Summer disconnect: To rejuvenate, go offline while vacationing
During vacation, leave work at the office. Although even a short break can be rejuvenating, significant de-stressing may take several days “just to get ourselves used to the idea of relaxing,” says a professor of psychiatry at UT Southwestern Medical Center.
Being “on-call” via phone and email during times set aside to get away from work and from your normal everyday schedule is being on edge, which can detract from allowing your mind to have a break in order to de-stress and recharge, says Dr.
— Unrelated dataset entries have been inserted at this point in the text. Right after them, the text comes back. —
Issue #1274, opened 2024-02-01
"undefined" is not valid JSON while authenticating once deployed, working fine in local.


bhargavmullakuru:
### Issue and Steps to Reproduce
Hi @guillaume-chervet , App was working fine in local, After deploying to server, it was throwing the below error.

"undefined" is not valid JSON at `getLoginParams`, Could you pls help me with this.
Her is my config format. 

```
{
authority:''
client_id:''
redirect_uri:''
response_type:''
scope:''
 storage: localStorage,
demonstrating_proof_of_possession : true
demonstrating_proof_of_possession_configuration : config
}
```

### Versions
7.14.1
### Screenshots
![Screenshot 2024-02-01 214606](https://github.com/AxaFrance/oidc-client/assets/26109320/e9c320d5-e54d-4bd3-88d3-b1d91db0447d)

Munro Cullum, a neuropsychologist.
“Getting away for a vacation allows us time to simply play and leave the ‘baggage’ behind,” he says. “More and more we are flooded with information in ever-increasing quantities, with more ‘to-do’ lists, more to keep in mind and more things to remember – such as passwords, computer procedures, day planners, appointments, cellphones, email – not to mention the everyday demands of life in today’s busy society. These things add up to stress.”
Dr. Cullum adds that this informational demand may be compounded by economic or personal worries. “We hear so much negative news these days that we can get caught up in negative thought patterns, which may contribute to our own anxieties and concerns about the future.”
Some level of stress can help us keep going and hasten projects and accomplishments. If stress becomes too much, however, it also can result in negative physiological reactions that can lead to illness. Exercise, a healthful diet and adequate sleep are important, of course, but “we also need some down time, to allow our brains to work ‘offline,’” Dr. Cullum says.